Le professeur doit apprendre à ses élèves à reconnaître qu'il y a des faits inconfortables, c'est-à-dire désagréables à l'opinion personnelle d'un individu. Divers ordres de valeurs s'affrontent dans le monde : par exemple une chose peut-être belle non seulement parce qu'elle n'est pas bonne mais précisément par ce en quoi elle n'est pas bonne (Les fleurs du mal de Baudelaire). On ne peut trancher scientifiquement la question de la valeur. Par exemple, un chrétien qui n'oppose pas de résistance au mal ou encore la parabole des deux joues, ne sont pas réfutables scientifiquement et pourtant il est clair que ces préceptes évangéliques font l'apologie d'une éthique qui va contre la dignité. Suivant les convictions profondes de chaque être, l'une des éthiques prendra le visage du diable, l'autre celle du dieu et chaque individu aura à décider, de son propre point de vue, qui est dieu et qui est diable. La religion catholique se voulait la vérité une et apostolique en vue d'une morale pour tous, mais aux prises avec la réalité de la vie, elle s'est vue contrainte de consentir peu à peu à des compromis dont nous a instruit l'histoire : « Tel est le destin de notre civilisation : il nous faut à nouveau prendre conscience de ces déchirements, que l'orientation prétendue exclusive de notre vie en fonction du pathos grandiose de l'éthique chrétienne avait réussi à masquer pendant mille ans ».
L'erreur de la jeunesse est d'attendre du professeur autre chose que « des analyses et des déterminations de faits », en ce cas elle cherche en lui un chef et non un professeur. Il ne faut pas oublier que la valeur d'un être humain ne dépend pas fatalement de ses qualités de chef, sans compter que les individus qui se prennent pour les chefs sont en général les moins aptes à cette fonction. En tout cas, les dispositions qui font d'un homme un savant éminent et un professeur d'université ne sont pas les mêmes que celles qui pourraient faire de lui un chef de la conduite pratique.

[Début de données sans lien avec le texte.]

PR #77, opened 2020-09-01
Increase timeout for running UI tests in CI.

zach-klippenstein:
From 20 -> 30 minutes. Many runs have at least one shard that times out in 20 mins.

### DIFF
--- a/.github/workflows/android.yml
+++ b/.github/workflows/android.yml
@@ -26,7 +26,7 @@ jobs:
   instrumentation-tests:
     name: Instrumentation tests
     runs-on: macos-latest
-    timeout-minutes: 20
+    timeout-minutes: 30
     strategy:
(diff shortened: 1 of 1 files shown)


zach-klippenstein:
Some runs are still timing out: https://github.com/square/radiography/pull/75/checks?check_run_id=1061620240

In that build, the job waits for 8 minutes _just for the emulator to start_. Gradle then takes 3 minutes after starting the daemon just to run the first task, `:buildSrc:compileKotlin`, so at the 10-minute mark, the actual code source hasn't even started compiling yet. At 20 minutes, the first test is just starting to run.

zach-klippenstein:
Happened again, on a different shard. This time installing the system image took 3 minutes, started up fairly quickly, but Gradle took 4 minutes from daemon start to finish the first task.

PR #81, opened 2020-09-03
Cleanup readme intro

pyricau:


zach-klippenstein (approved):
Nice! Should we update the tree characters here right away? We also need to update them in the blog post.

zach-klippenstein:
Updated tree characters to the fancy ones.

PR #82, opened 2020-09-03
Don't include text-length when full text included

pyricau:


zach-klippenstein (changes requested):
This seems good, but two things:

1. Test should be added for new behavior (ellipsized text that is the same length).
2. Compose text rendering behavior should match (I'm pretty sure it currently matches the TextView behavior).

zach-klippenstein (approved):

Le problème de la vocation de la science en elle même est celui de l'apport positif de la science à la vie pratique. La science met à notre disposition des connaissances pour dominer techniquement la vie par la précision (aucune différence avec la marchande de légumes). Elle apporte des méthodes de pensées, c'est-à-dire des instruments et une discipline (ce que n'apporte pas une marchande de légumes mais elle reste un moyen de s'en procurer). Elle contribue à une œuvre de clarté, elle est un moyen d'indiquer clairement qu'en présence de tel ou tel problème de valeur qui est en jeu, les différentes positions que l'on peut pratiquement adopter. En outre, elle permet d'indiquer quelles sont les conséquences subsidiaires auxquelles il faudra consentir en vue de telle ou telle fin (problème qui concerne tout technicien lorsqu'il s'agit de choisir un moindre mal, mais avec une différence toutefois : le but est donné préalablement au technicien, alors que pour les problèmes fondamentaux de la science, le but n'est pas donné a priori). Enfin, elle doit permettre aux savants de dire (en toute conviction) que tel parti adopté dérive de telle vision dernière du monde.